PR #288, opened 2018-05-30
test: augment dht tests (first pass)

diasdavid:

PR #290, opened 2018-06-02
feat: modularise tests by command, add tools to skip and only

alanshaw:
This PR modularises tests by command and provides tools for consumers of this library to use skip/only on a command basis.

* Encourages more test isolation. Many tests were expecting values from previous tests to be available, this has largely been eradicated
* Allows us to test partially implemented sub-systems e.g. currently `repo.version` and `repo.stat` are implemented but `repo.gc` is not. This allows us to import tests for `repo.version` and `repo.stat` without failing the suite but also _import and skip_ tests for `repo.gc` for visibility until the implementation is complete
* Removes the need for implementation specific checks to skip tests i.e. `withGo` goes away because we can just run the tests we want to run on any given implementation
* Removes the need for platform specific checks to skip tests i.e. `isNode` goes away because we can just run the tests we want to run on any given platform
* Consistently expresses the test titles more descriptively as "it should..." or "it should not..." to allow for easier understanding of test purpose
* Consistently labels promised versions of tests with the same name as the non promised version but with the suffix "(promised)". Also moves these tests so they are adjacent in the suite file. This allows the developer to more easily see if the issue is because of the callback/promise interface for a command or a bug within the code for the command

~~This work is backwards compatible with the previous API so no changes to dependant code needs to be made.~~ I wanted this to be backwards compatible, but quickly ran into an issue where the `common` object we pass to suites expects to only be used once. I started to pass it to multiple suites and the `teardown` function was trying to tear down nodes that were already stopped! So, unfortunately **breaking change**: `common` should now be a function that creates a `common` object for use with the tests. I'll submit PR's to js-ipfs (https://github.com/ipfs/js-ipfs/pull/1389) and js-ipfs-api (https://github.com/ipfs/js-ipfs-api/pull/785) to deal with this.

**running tests by command**

```js
const tests = require('interface-ipfs-core')

tests.repo.version(common)
```

N.B. you can still run a whole sub-system suite like this:

```js
const tests = require('interface-ipfs-core')
tests.repo(common)
```

**skipping tests for a specific command**

```js
const tests = require('interface-ipfs-core')

tests.repo.version(common)
tests.repo.stat(common)
tests.repo.gc(common, { skip: true }) // pass an options object to skip these tests

// OR, at the subsystem level

tests.repo(common, { skip: ['gc'] })
```

**skipping specific tests**

```js
const tests = require('interface-ipfs-core')

tests.repo.version(common)
tests.repo.stat(common)
tests.repo.gc(common, { skip: ['should do a thing'] }) // named test(s) to skip

// OR, at the subsystem level

tests.repo(common, { skip: ['should do a thing'] })
```

---

**only**

The idea here is that `only` can be used during development/bug fixing to run only problematic tests without having to `npm link` and find the test(s) to add `.only` to.

**running only tests for a specific command**

```js
const tests = require('interface-ipfs-core')

tests.repo.version(common)
tests.repo.stat(common)
tests.repo.gc(common, { only: true }) // pass an options object to run only these tests

// OR, at the subsystem level

tests.repo(common, { only: ['gc'] })
```

**running only specific tests**

```js
const tests = require('interface-ipfs-core')

tests.repo.version(common)
tests.repo.stat(common)
tests.repo.gc(common, { only: ['should do a thing'] }) // only run these named test(s)

// OR, at the subsystem level

tests.repo(common, { only: ['should do a thing'] })
```


travisperson:
This hits a lot of points that Victor and I wanted to try and look into this quarter. I really like the way this is laid out and the removal of the `withGo` and other opt out variables.

I would love to help take this through to competition.

alanshaw:
@diasdavid @travisperson 

I appreciate this is a massive PR to review, but a lot of it is mechanical changes. **Please read the PR description above first** (a lot of this is echoed in the changes to the README). Just to highlight how things have moved around:

Each sub-system (dag, files, swarm etc.) is now a **folder** with an `index.js` file. It defines all tests available in that subsystem - so for `files`, the commands are `add`, `cat`, `get` etc..

All the tests for `files.add` are grouped in `src/files/add.js`, so `src/files/index.js` creates an object that includes all the tests for each command and calls a function called `createSuite`.

`createSuite` turns that object into a function that runs all of the tests (it looks like `function (createCommon, options) {}`) and **also** adds each command as a property. What's fun is that the function that `createSuite` returns (what you get back from `src/files/index.js`) looks just like the function you get from `src/files/add.js` so you can use them interchangeably to run ALL tests for `files` (by calling `tests.files()`) or just tests for `add` (by calling `tests.files.add()`).

---

BREAKING CHANGE: Consumers of this test suite now have fine grained control over what tests are run. Tests can now be skipped and "onlyed" (run only specific tests). This can be done on a test, command and sub-system level. See the updated usage guide for instructions.

This means that tests skips depending on implementation (e.g. go/js), environment (e.g. node/browser) or platform (e.g. macOS/linux/windows) that were previously present in this suite have been removed. Consumers of this library should add their own skips based on the implementation that's being tested and the environment/platform that the tests are running on.

The following other breaking changes have been made:

1. The common object passed to test suites has changed. It must now be a function that returns a common object (same shape and functions as before).
2. The `ipfs.ls` tests (not MFS `ipfs.files.ls`) is now a root level suite. You'll need to import it and use like `tests.ls(createCommon)` to have those tests run.
3. The `generic` suite (an alias to `miscellaneous`) has been removed.

js/src/dht/provide.js
```diff
@@ -0,0 +1,102 @@
...
+    after((done) => common.teardown(done))
+
+    it('should provide local CID', (done) => {
+      ipfs.files.add(Buffer.from('test'), (err, res) => {
+        if (err) return done(err)
+
+        ipfs.dht.provide(new CID(res[0].hash), (err) => {
+          expect(err).to.not.exist()
+          done()
+        })
```
travisperson: I don't believe many of these tests will work anymore as there will never be any peers on the dht to provide too, and there isn't much of a reason to provide to `self`.

The dht for go-ipfs I know will error if no peers are connected when running `provides` [0]. Should this be valid, and an issue opened for go-ipfs?



[0] https://github.com/ipfs/go-ipfs/blob/08fb11fa896704d9e081bf64e66fac1f6d9d03dc/core/commands/dht.go#L280

js/src/swarm/peers.js
```diff
@@ -0,0 +1,204 @@
...
+
+const expect = chai.expect
+chai.use(dirtyChai)
+
+module.exports = (createCommon, options) => {
+  const describe = getDescribe(options)
+  const it = getIt(options)
+  const common = createCommon()
+
+  describe('.swarm', function () {
```
travisperson: I believe this is `.swarm.peers` right?

js/src/swarm/local-addrs.js
```diff
@@ -0,0 +1,54 @@
...
+      this.timeout(100 * 1000)
+
+      common.setup((err, factory) => {
+        expect(err).to.not.exist()
+
+        spawnNodes(2, factory, (err, nodes) => {
+          expect(err).to.not.exist()
+          ipfs = nodes[0]
+          done()
+        })
```
travisperson: Have an extra node

js/src/swarm/addrs.js
```diff
@@ -0,0 +1,56 @@
...
+      // timeout for the before step
+      this.timeout(100 * 1000)
+
+      common.setup((err, factory) => {
+        expect(err).to.not.exist()
+
+        spawnNodes(2, factory, (err, nodes) => {
+          expect(err).to.not.exist()
+          ipfs = nodes[0]
+          done()
```
travisperson: Have an extra node?

js/src/dht/provide.js
alanshaw: I’ve run these tests against js-ipfs and js-ipfs-api (talks to go-ipfs) and they all pass, so the tests that could fail might already be skipped...I’ll check and get back to you

js/src/dag/put.js
```diff
@@ -0,0 +1,125 @@
...
+
+    it('should put dag-pb with custom hash func (sha3-512)', (done) => {
+      ipfs.dag.put(pbNode, {
+        format: 'dag-pb',
+        hashAlg: 'sha3-512'
+      }, done)
+    })
+
+    // This works because dag-cbor will just treat pbNode as a regular object
+    it.skip('should not put dag-pb node with wrong multicodec', (done) => {
```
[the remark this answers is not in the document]
alanshaw: Possibly, but it is currently skipped:

https://github.com/ipfs/interface-ipfs-core/blob/510516aaf5b310a15f413622352821f1e71bad0e/js/src/dag.js#L74-L80

js/src/dht/provide.js
alanshaw: DHT tests are completely commented out in js-ipfs currently 😟 https://github.com/ipfs/js-ipfs/blob/master/test/core/interface/dht.js

Some tests in js-ipfs-api were [already skipped](https://github.com/ipfs/js-ipfs-api/pull/785/files#diff-fd1dd60e18a7ade9d795b77bda4aff2eR47), but not any `provide` tests. I will investigate further...

alanshaw:
Sorry for the late adding of reviewers, I realised that this is a change that'll affect you all so I'd like you to all see it and know what is going on 🚀

js/src/block/get.js
```diff
@@ -0,0 +1,65 @@
+/* eslint-env mocha */
+'use strict'
+
+const chai = require('chai')
+const dirtyChai = require('dirty-chai')
+const multihash = require('multihashes')
+const CID = require('cids')
+const Buffer = require('safe-buffer').Buffer
```
diasdavid: No need for safe-buffer anymore.

js/src/bootstrap/rm.js
```diff
@@ -0,0 +1,76 @@
+/* eslint-env mocha */
+'use strict'
+
+const chai = require('chai')
+const dirtyChai = require('dirty-chai')
+const { getDescribe, getIt } = require('../utils/mocha')
+
+const expect = chai.expect
+chai.use(dirtyChai)
```
diasdavid: If we are going to get `describe` and `it` through a local module, better to also pick `expect` from it, saving 4 lines from each module (and avoiding forgetting about it in the future).

js/src/bootstrap/rm.js
```diff
@@ -0,0 +1,76 @@
...
+
+const invalidArg = 'this/Is/So/Invalid/'
```
diasdavid: Move it inside the module.exports

js/src/bootstrap/rm.js
```diff
@@ -0,0 +1,76 @@
...
+
+module.exports = (createCommon, options) => {
+  const describe = getDescribe(options)
+  const it = getIt(options)
+  const common = createCommon()
```
diasdavid: Why does common need to created here, if there are no options for it?

js/src/dag/put.js
```diff
@@ -0,0 +1,125 @@
...
+    })
+
+    it('should put dag-cbor with custom hash func (sha3-512)', (done) => {
+      ipfs.dag.put(cborNode, {
+        format: 'dag-cbor',
+        hashAlg: 'sha3-512'
+      }, done)
+    })
+
+    it('should not put dag-cbor node with wrong multicodec', function (done) {
```
diasdavid: No need to use function if no special timeout needs to be added.

js/src/dag/tree.js
```diff
@@ -0,0 +1,141 @@
+/* eslint-env mocha */
+'use strict'
+
+const chai = require('chai')
+const dirtyChai = require('dirty-chai')
+const { series, eachSeries } = require('async')
```
diasdavid: We use require('async/series') as a good practice to avoid requiring the whole module into our codebase.

js/src/dht/findpeer.js
```diff
@@ -0,0 +1,61 @@
...
+    it('should find other peers', (done) => {
+      nodeA.dht.findpeer(nodeB.peerId.id, (err, peer) => {
+        expect(err).to.not.exist()
+        // TODO upgrade the answer, format is weird
+        expect(peer[0].Responses[0].ID).to.be.equal(nodeB.peerId.id)
+        done()
+      })
+    })
+
+    it('should fail to find other peer if peer does not exist', function (done) {
```
diasdavid: If no special timeout, please use a arrow func

js/src/dht/findpeer.js
```diff
@@ -0,0 +1,61 @@
...
+      nodeA.dht.findpeer('Qmd7qZS4T7xXtsNFdRoK1trfMs5zU94EpokQ9WFtxdPxsZ', (err, peer) => {
+        expect(err).to.not.exist()
+        expect(peer).to.be.equal(null)
```
diasdavid: nitpick `s/to.be.equal(null)/to.not.exist()`

js/src/dht/findprovs.js
```diff
@@ -0,0 +1,62 @@
...
+const expect = chai.expect
+chai.use(dirtyChai)
+
+module.exports = (createCommon, options) => {
+  const describe = getDescribe(options)
+  const it = getIt(options)
+  const common = createCommon()
+
+  describe('.dht.findprovs', function () {
+    this.timeout(80 * 1000)
```
diasdavid: Let's remove the global timeout in favor of by test timeout.

vasco-santos:
It seems a really better approach! Thanks @alanshaw

js/src/bootstrap/rm.js
alanshaw: We need to create a `common` object for each command now that they have been split into modules since it tracks nodes that are created so that they can be destroyed when teardown is called.

```js
// Before:
tests.files(common)
// -> calls:
tests.files.add(common) // teardown destroys nodes created for files.add
tests.files.get(common) // teardown destroys nodes created for files.add AND files.get - ruh roh!
// etc.

// Now:
tests.files(createCommon)
// -> calls:
tests.files.add(createCommon) // teardown destroys nodes created for files.add
tests.files.get(createCommon) // teardown destroys nodes created for files.get
```

The alternative would be to make the `common` object smarter - to remove nodes from it's `nodes` array when teardown is called. However I was thinking that if we were to ever run these suites concurrently (please! one day!) then things would break.

From the PR description:

> ~~This work is backwards compatible with the previous API so no changes to dependent code needs to be made.~~ I wanted this to be backwards compatible, but quickly ran into an issue where the `common` object we pass to suites expects to only be used once. I started to pass it to multiple suites and the `teardown` function was trying to tear down nodes that were already stopped! So, unfortunately **breaking change**: `common` should now be a function that creates a `common` object for use with the tests. I'll submit PR's to js-ipfs (https://github.com/ipfs/js-ipfs/pull/1389) and js-ipfs-api (https://github.com/ipfs/js-ipfs-api/pull/785) to deal with this.

js/src/dht/provide.js
alanshaw: These tests are passing for me for js-ipfs-api:

screen shot 2018-06-25 at 11 31 32

Is it because they are providing to the bootstrap nodes?

diasdavid: Historically there were only a couple of DHT tests. The suite was increased with https://github.com/ipfs/interface-ipfs-core/pull/288 which led me to found some issues with the http-api.

js/src/pubsub/peers.js
```diff
@@ -0,0 +1,151 @@
...
+      const ipfs3Addr = ipfs3.peerId.addresses.find((a) => a.includes('127.0.0.1'))
+
+      parallel([
+        (cb) => ipfs1.swarm.connect(ipfs2Addr, cb),
+        (cb) => ipfs1.swarm.connect(ipfs3Addr, cb),
+        (cb) => ipfs2.swarm.connect(ipfs3Addr, cb)
+      ], done)
+    })
+
+    describe('.peers', () => {
```
travisperson: Did you want to drop this describe as well?

alanshaw:
I think I've addressed all the feedback now, if there's no further comments then I'll merge this in tomorrow. Thank you and much ❤️ for your time and thoughts.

★ ★ ★ ★ ★

▶ Work task: Check every line above for the word "going" and copy those that have it.

▶ Completed exercise:
Sorry for the late adding of reviewers, I realised that this is a change that'll affect you all so I'd like you to all see it and know what is going on 🚀
diasdavid: If we are going to get `describe` and `it` through a local module, better to also pick `expect` from it, saving 4 lines from each module (and avoiding forgetting about it in the future).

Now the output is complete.